Deal terms seems very reasonable, and outcomes forecasted by management promise to elevate financial metrics to leadership amongst the legacy American banks (which we distinguish from rising FinTech competitors all around the world and all over the internet).


But deal terms aside, these transactions HAVE TO HAPPEN. And they will continue to happen in earnest. In fact, look at the dense but still narrow footprint of Huntington "NewCo," it feels safe to say this won't be their last deal. Analyst ratings and evaluations aside, the legacy banking industry in the US has been consolidating for a generation and developments and demands of technology are ACCELERANTS to this progression. As we look ahead, 2021 should be very busy for Bank M&A.


And now a word about value creation. This transaction will stand out for density and cost saves. However, the presentation slides do little to suggest a change in cyclicality or diminished revenue challenges. This is important. Management indicated the potential for revenue synergies, but did not include them in their financial modeling. That means they are very low probability opportunities of aggregate significance.

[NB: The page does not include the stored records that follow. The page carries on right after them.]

PR #1029, opened 2020-01-28
S390 activation dialog

teclator:
## Problem

When the new interfaces table widget was introduced, the [call](https://github.com/yast/yast-network/pull/926/files#diff-da30c24a016201e350c6d2d9e78a978bL471) for activating the group devices was accidentally removed and it goes directly to the connection config configuration.

Apart of that, the interfaces table shows one line per group device channel. The interfaces are basically read by a `hwinfo --netcard` call although no of them have a name yet (it was the interfaces table id). Which means that in case of editing it will find the first interface without a name instead of the one selected.

InterfacesPerChannel

Last but not least, the internal config was not refreshed when one of the interfaces was selected and enabled with the activation dialog. That is, the new interface should be shown and the channel devices needed to be removed.

- https://trello.com/c/dWOFuHGr/1584-sles15-sp2-p2-1160997-sles-15-sp2-beta1-cannot-configure-additional-network-interfaces-during-installation-yast
- https://bugzilla.suse.com/show_bug.cgi?id=1160997

## Solution

- S390 offline group devices are shown in the overview dialog and can be enabled pressing 'Edit'. Only the s390 group device is listed (in the past it listed a line per device channel)

OverviewOfflineS390Devices
S390ActivationDialog

- When a device is activated the overview (Interfaces Table) is refreshed even if canceled in the connection config sequence.

OverviewAfterActivation

- Activation errors details will be shown in the popup.

WrongChannelGiven
WrongOptionsGiven
ActivationErrorDetails

## Tests

- Added unit tests
- Tested manually

## TODO

- In case of a connection config exist for the activated interface (for example ifcfg-eth1). It should be merged with the one created for S390 group device. It is already a problem in previous SLE versions so no new because of network-ng. See the image below from SLE-12-SP4 configuration:
SLE-12-SP4_s390_activation_with_existent_ifcfg-file
 - Having a button at the right or somewhere for showing the s390 group devices summary would be nice to have as we have for DASD (separate installation step). That maybe could permit to activate or deactivate s390 group devices (currently only activate is permitted)

DASDActivation

### DIFF
--- a/src/lib/y2network/dialogs/s390_device_activation.rb
+++ b/src/lib/y2network/dialogs/s390_device_activation.rb
@@ -80,26 +80,21 @@ module Y2Network
       end
 
       def run
-        ret = nil
-        loop do
-          ret = super
-          if ret == :next
-            _stdout, stderr, status = activator.configure
-            configured = status.zero?
+        ret = super
+        if ret == :next
+          _stdout, stderr, status = activator.configure
+          configured = status.zero?
 
-            if configured
-              interface_name = activator.configured_interface
-              builder.name = interface_name
-              add_interface(interface_name)
-            end
-
-            if !configured || builder.name.empty?
-              show_activation_error(stderr)
-              ret = :redraw
-            end
+          if configured
+            interface_name = activator.configured_interface
+            builder.name = interface_name
+            add_interface(interface_name)
           end
 
-          break if ret != :redraw
+          if !configured || builder.name.empty?
+            show_activation_error(stderr)
+            return run
+          end
         end
 
         ret
@@ -130,8 +125,7 @@ module Y2Network
       end
 
       def add_interface(name)
-        interface = reader.interfaces.by_name(name)
-        config.interfaces << interface if interface
+        config.interfaces << reader.interfaces.by_name(name)
       end
     end
   end
--- a/src/lib/y2network/dialogs/s390_device_activation.rb
+++ b/src/lib/y2network/dialogs/s390_device_activation.rb
@@ -21,6 +21,9 @@ require "cwm/dialog"
 require "y2network/s390_device_activator"
 require "y2network/widgets/s390_common"
 require "y2network/widgets/s390_channels"
+require "y2network/sysconfig/interfaces_reader"
+
+Yast.import "Lan"
 
 module Y2Network
   module Dialogs
@@ -64,6 +67,7 @@ module Y2Network
         @activator = activator
         @activator.propose!
         @builder = activator.builder
+        @builder.newly_added = false
       end
 
       def title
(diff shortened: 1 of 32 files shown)


src/lib/y2network/dialogs/s390_device_activation.rb
```diff
@@ -75,23 +80,26 @@ def contents
...
+              add_interface(interface_name)
+            end
+
+            if !configured || builder.name.empty?
+              show_activation_error(stderr)
+              ret = :redraw
+            end
           end
+
+          break if ret != :redraw
```
jreidinger: I am not sure I like this whole loop just for redraw. What about instead something like `return run if ret == :redraw` and kill that loop? Of course if you trying it for long it can be result in stack overflow, but it is really quite big.

src/lib/y2network/dialogs/s390_device_activation.rb
```diff
@@ -100,6 +108,31 @@ def run
...
+        @reader ||= Y2Network::Sysconfig::InterfacesReader.new
+      end
+
+      def config
+        Yast::Lan.yast_config
+      end
+
+      def add_interface(name)
+        interface = reader.interfaces.by_name(name)
+        config.interfaces << interface if interface
```
jreidinger: this looks a bit strange for me. In which case it can fail to find interface?

src/lib/y2network/interface_config_builder.rb
```diff
@@ -64,6 +64,8 @@ def self.for(type, config: nil)
     attr_writer :renaming_mechanism
     # @return [Y2Network::Interface,nil] Underlying interface if it exists
     attr_reader :interface
+    # @return [Boolean] True when it is a new connection
+    attr_accessor :newly_added
```
jreidinger: well, why not only writer? there is already `newly_added?` reader below.

src/lib/y2network/dialogs/s390_device_activation.rb
teclator: It should not fail, I could assign directly the reader.interfaces.by_name(name) interface.

src/lib/y2network/dialogs/s390_device_activation.rb
teclator: well, it is really about not closing the dialog in case of an error, I initially used nil instead of :redraw so, we could do a return run in case of error as you propose instead of the loop

src/lib/y2network/dialogs/s390_device_activation.rb
```diff
@@ -75,23 +80,26 @@ def contents
...
+
+            if configured
+              interface_name = activator.configured_interface
+              builder.name = interface_name
+              add_interface(interface_name)
+            end
+
+            if !configured || builder.name.empty?
+              show_activation_error(stderr)
+              ret = :redraw
```
teclator: @jreidinger that is what you suggest, isn't it? apart of removing the loop of course

```suggestion
              return run
```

"It's a great opportunity to drive scale (management comment)." Almost every transaction that is announced in the banking industry offers this promise. Table stakes, nothing more. But experience shows us that all banks at every size continue to fight challenges to scale. There are just too many players nibbling at the shiny apple of still-robust bank operating margins. The business is being picked apart relentlessly across the chain of value as once-specialties become genericized.


But these banks have to try, and we are rooting for them and their investors. Forward is the only direction that makes any sense. But remember this: the banking industry, over time, has not shown that bigger is better.


The industry has proven that bigger is...well... bigger.